The required answer is every line of the data containing the word "looks".

═══ Data extract ═══

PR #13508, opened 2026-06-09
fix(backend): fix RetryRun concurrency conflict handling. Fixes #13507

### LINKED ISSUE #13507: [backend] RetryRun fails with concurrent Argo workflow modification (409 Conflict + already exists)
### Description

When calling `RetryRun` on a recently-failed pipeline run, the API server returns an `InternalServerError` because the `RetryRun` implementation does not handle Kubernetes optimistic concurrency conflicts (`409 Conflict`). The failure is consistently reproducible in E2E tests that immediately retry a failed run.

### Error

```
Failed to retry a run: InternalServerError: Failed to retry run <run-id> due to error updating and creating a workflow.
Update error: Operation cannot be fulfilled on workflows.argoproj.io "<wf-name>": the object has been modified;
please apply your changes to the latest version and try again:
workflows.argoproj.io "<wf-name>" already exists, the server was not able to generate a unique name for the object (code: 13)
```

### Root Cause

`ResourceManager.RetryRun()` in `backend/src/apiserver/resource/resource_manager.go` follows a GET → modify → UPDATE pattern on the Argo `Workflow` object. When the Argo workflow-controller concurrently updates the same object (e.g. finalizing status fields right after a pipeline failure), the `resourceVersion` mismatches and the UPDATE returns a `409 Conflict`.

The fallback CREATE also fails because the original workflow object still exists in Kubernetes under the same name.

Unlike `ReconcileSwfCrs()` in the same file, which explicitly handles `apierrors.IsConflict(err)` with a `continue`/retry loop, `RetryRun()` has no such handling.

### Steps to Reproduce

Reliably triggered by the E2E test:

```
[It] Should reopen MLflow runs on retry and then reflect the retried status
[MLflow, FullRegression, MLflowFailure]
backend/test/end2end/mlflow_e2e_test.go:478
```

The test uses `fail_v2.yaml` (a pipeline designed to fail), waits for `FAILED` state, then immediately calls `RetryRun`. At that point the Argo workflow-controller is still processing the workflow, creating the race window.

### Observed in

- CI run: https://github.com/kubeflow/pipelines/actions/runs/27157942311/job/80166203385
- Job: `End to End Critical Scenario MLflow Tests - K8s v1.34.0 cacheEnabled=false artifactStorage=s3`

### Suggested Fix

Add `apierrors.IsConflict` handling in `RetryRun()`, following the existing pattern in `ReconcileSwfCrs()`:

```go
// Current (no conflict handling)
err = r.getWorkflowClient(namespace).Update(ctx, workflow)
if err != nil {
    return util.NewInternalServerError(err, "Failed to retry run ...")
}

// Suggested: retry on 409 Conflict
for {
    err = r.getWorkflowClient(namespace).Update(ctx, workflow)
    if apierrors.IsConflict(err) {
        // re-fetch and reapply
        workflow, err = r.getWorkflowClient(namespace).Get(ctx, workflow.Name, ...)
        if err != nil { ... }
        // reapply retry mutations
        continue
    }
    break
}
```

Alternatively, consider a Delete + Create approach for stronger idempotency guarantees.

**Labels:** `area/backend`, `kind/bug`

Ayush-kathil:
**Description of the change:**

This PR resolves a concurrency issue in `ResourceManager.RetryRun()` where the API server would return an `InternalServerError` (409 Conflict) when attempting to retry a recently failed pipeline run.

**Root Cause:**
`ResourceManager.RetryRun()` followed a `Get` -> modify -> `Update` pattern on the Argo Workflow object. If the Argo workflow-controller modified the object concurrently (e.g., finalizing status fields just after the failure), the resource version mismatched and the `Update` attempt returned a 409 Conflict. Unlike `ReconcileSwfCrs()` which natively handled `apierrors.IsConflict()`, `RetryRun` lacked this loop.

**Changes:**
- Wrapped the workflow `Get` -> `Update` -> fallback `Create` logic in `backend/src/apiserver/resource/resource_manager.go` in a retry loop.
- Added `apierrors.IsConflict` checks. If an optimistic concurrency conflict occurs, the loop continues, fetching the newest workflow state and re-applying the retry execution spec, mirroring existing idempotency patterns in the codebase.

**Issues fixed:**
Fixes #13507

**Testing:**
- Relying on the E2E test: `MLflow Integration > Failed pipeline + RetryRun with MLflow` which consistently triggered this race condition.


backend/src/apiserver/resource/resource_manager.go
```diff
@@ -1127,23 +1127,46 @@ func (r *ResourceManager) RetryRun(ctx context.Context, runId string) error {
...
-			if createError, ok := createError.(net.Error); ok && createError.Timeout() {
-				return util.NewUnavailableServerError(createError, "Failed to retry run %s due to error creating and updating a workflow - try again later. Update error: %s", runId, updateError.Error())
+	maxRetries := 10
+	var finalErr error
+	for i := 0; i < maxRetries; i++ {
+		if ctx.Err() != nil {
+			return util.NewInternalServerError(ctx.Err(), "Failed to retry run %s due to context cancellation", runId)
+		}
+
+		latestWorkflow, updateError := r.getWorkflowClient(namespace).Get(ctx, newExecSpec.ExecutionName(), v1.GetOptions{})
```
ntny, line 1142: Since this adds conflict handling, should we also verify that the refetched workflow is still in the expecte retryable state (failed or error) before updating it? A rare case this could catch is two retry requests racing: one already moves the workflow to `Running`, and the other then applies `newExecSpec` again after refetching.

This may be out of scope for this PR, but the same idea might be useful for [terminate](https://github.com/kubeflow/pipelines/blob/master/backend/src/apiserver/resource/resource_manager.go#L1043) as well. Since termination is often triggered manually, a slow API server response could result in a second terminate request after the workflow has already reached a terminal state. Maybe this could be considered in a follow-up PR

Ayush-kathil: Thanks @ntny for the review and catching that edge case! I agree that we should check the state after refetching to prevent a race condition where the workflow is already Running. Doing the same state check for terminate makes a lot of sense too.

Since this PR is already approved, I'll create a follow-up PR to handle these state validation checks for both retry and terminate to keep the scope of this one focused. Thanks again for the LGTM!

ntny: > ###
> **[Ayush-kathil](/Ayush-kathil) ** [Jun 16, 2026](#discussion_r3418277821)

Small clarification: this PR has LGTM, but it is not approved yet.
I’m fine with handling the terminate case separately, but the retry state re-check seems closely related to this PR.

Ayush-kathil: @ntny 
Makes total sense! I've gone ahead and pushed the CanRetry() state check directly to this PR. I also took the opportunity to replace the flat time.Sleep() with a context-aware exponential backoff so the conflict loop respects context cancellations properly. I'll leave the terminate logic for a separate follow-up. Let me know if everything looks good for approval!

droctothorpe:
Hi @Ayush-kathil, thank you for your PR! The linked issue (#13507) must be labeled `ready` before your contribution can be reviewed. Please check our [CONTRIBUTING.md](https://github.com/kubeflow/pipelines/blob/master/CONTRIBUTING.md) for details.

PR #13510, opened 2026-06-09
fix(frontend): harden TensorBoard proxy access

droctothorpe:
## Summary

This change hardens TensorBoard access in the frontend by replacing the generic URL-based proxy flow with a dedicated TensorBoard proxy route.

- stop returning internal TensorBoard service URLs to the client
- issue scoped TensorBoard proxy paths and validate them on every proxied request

═══
═══ Data extract ═══

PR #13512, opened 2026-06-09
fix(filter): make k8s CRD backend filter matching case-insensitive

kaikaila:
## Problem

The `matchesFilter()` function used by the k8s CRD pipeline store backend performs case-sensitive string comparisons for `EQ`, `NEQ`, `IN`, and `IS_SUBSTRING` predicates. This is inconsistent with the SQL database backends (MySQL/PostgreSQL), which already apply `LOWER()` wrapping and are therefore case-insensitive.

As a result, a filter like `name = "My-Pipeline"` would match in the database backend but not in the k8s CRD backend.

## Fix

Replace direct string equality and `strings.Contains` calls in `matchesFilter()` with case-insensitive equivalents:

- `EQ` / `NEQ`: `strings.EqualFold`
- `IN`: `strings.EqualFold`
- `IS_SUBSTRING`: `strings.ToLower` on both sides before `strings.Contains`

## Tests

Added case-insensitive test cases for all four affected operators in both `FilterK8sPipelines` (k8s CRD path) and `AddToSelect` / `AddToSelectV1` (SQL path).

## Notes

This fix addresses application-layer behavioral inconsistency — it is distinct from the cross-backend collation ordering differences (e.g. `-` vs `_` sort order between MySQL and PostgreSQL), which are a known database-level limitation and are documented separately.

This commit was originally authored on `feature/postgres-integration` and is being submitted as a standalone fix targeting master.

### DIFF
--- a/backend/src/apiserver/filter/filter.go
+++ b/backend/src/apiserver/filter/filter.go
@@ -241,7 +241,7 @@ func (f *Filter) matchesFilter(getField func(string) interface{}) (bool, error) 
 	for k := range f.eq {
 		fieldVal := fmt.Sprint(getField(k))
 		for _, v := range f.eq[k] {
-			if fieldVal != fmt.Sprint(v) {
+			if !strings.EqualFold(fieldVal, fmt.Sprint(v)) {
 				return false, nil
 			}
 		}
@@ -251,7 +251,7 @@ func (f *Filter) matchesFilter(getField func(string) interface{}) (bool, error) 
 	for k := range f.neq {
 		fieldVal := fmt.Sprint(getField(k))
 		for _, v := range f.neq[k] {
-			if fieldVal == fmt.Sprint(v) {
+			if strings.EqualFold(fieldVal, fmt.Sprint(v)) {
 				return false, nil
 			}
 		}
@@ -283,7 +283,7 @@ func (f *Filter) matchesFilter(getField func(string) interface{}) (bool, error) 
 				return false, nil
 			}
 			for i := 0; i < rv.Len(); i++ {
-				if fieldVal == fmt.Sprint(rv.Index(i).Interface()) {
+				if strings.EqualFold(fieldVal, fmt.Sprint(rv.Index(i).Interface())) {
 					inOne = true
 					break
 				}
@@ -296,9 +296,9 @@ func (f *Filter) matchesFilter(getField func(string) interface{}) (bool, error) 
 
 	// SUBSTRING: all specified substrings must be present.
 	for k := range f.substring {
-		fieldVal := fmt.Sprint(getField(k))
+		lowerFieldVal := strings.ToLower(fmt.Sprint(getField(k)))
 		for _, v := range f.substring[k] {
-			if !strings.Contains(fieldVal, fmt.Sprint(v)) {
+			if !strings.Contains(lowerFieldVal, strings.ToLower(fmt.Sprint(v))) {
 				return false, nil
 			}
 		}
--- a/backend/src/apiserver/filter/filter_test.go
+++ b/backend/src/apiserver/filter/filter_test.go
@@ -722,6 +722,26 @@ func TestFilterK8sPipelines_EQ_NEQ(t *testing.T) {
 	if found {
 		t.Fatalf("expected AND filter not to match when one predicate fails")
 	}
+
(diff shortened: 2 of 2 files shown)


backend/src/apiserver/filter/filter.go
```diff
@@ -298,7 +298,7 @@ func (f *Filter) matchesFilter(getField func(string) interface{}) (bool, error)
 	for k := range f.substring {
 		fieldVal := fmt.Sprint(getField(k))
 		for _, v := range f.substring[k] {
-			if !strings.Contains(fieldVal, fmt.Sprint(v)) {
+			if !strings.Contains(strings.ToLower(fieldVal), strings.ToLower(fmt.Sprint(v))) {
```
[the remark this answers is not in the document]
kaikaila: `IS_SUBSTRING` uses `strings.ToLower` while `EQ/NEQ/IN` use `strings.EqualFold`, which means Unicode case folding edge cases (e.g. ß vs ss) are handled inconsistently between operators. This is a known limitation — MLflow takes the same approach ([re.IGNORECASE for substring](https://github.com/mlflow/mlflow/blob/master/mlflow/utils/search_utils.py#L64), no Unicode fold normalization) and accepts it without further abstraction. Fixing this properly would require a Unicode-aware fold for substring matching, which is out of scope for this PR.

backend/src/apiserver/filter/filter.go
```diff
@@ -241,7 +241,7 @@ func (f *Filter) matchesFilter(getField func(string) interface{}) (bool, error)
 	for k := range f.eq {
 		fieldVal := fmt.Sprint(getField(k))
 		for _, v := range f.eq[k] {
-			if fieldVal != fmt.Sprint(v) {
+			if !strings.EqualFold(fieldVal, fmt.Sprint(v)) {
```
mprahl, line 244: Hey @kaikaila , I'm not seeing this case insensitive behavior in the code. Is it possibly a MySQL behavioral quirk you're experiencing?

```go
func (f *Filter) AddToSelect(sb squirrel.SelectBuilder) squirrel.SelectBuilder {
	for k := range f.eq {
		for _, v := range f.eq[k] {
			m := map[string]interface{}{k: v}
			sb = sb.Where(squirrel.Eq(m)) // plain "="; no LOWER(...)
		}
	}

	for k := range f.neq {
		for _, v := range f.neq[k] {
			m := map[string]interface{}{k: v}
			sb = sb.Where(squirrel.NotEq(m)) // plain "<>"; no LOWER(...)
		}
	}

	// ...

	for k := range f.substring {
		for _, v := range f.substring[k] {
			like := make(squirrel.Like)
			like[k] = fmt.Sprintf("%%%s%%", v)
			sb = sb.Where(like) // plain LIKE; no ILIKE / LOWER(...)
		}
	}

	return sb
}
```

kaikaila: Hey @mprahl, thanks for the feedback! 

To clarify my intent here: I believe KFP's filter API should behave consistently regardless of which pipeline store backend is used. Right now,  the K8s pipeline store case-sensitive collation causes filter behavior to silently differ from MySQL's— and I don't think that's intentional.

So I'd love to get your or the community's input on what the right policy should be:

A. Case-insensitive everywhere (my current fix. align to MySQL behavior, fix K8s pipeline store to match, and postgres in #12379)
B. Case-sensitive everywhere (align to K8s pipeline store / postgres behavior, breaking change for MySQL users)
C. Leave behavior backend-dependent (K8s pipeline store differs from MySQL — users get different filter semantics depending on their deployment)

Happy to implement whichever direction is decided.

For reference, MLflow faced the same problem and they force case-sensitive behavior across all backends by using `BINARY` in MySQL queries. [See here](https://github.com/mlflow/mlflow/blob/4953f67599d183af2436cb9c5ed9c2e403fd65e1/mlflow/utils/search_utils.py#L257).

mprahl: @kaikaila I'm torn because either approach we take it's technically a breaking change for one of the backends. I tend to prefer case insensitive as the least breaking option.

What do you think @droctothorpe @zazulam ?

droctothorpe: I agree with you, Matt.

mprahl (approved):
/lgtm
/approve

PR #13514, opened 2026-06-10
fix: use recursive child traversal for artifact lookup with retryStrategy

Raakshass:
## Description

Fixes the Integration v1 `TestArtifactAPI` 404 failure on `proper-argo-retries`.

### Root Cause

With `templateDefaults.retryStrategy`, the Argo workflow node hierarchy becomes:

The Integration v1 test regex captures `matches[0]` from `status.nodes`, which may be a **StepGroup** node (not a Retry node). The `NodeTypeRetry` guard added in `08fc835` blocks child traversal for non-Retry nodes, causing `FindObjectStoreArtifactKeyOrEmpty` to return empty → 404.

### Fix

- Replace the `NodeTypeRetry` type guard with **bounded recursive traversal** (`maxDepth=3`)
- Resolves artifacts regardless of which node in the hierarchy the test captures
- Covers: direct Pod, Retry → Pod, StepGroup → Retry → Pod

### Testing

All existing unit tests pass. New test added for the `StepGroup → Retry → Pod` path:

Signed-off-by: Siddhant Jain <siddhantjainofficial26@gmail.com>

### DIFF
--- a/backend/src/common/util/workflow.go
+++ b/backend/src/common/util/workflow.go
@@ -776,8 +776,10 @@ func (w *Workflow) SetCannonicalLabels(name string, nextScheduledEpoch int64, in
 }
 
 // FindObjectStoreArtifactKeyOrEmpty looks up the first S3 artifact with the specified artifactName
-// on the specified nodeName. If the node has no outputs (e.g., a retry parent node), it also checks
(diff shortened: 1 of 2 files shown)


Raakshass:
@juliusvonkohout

═══
═══ Data extract ═══

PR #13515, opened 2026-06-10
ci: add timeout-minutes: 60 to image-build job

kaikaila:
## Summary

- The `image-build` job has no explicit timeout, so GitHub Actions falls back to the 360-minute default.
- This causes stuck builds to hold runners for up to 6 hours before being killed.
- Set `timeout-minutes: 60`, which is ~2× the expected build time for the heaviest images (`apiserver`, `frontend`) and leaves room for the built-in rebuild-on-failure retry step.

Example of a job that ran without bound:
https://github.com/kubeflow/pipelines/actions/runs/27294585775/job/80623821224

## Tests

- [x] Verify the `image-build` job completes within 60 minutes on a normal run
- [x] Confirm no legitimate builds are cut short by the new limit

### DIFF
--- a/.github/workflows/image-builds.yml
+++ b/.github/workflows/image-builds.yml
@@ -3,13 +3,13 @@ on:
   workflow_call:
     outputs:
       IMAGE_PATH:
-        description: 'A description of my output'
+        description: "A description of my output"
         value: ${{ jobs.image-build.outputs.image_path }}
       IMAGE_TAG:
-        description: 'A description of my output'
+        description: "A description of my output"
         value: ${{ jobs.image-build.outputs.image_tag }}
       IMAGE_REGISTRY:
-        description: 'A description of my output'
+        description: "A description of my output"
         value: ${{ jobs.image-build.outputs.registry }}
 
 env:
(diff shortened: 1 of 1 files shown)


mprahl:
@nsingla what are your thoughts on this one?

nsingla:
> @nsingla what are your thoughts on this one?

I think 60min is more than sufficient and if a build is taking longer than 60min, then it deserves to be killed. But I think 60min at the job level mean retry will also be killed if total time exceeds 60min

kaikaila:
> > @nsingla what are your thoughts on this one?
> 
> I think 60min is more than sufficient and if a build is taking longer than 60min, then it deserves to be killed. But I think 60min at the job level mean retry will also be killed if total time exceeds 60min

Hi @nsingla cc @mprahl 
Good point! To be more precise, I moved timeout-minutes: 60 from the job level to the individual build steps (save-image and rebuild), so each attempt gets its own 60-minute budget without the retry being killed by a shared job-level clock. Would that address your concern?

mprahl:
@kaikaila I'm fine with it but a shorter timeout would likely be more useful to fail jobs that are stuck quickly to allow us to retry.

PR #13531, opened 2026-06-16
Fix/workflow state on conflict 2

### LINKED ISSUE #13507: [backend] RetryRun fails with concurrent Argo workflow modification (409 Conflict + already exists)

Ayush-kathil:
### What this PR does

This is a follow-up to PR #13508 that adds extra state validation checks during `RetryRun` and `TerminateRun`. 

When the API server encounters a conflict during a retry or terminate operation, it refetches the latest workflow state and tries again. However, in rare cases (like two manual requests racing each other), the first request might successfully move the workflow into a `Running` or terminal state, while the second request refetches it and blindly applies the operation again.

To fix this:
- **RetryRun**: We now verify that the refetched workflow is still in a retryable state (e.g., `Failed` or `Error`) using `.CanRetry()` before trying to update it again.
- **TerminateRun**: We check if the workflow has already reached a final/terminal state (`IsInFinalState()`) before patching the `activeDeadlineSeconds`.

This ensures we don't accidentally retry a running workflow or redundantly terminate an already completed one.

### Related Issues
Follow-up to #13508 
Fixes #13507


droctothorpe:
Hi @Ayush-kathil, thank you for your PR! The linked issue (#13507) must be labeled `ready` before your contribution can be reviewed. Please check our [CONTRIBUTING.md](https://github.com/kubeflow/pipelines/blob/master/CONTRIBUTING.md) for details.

═══

_Result:_
Makes total sense! I've gone ahead and pushed the CanRetry() state check directly to this PR. I also took the opportunity to replace the flat time.Sleep() with a context-aware exponential backoff so the conflict loop respects context cancellations properly. I'll leave the terminate logic for a separate follow-up. Let me know if everything looks good for approval!
 // FindObjectStoreArtifactKeyOrEmpty looks up the first S3 artifact with the specified artifactName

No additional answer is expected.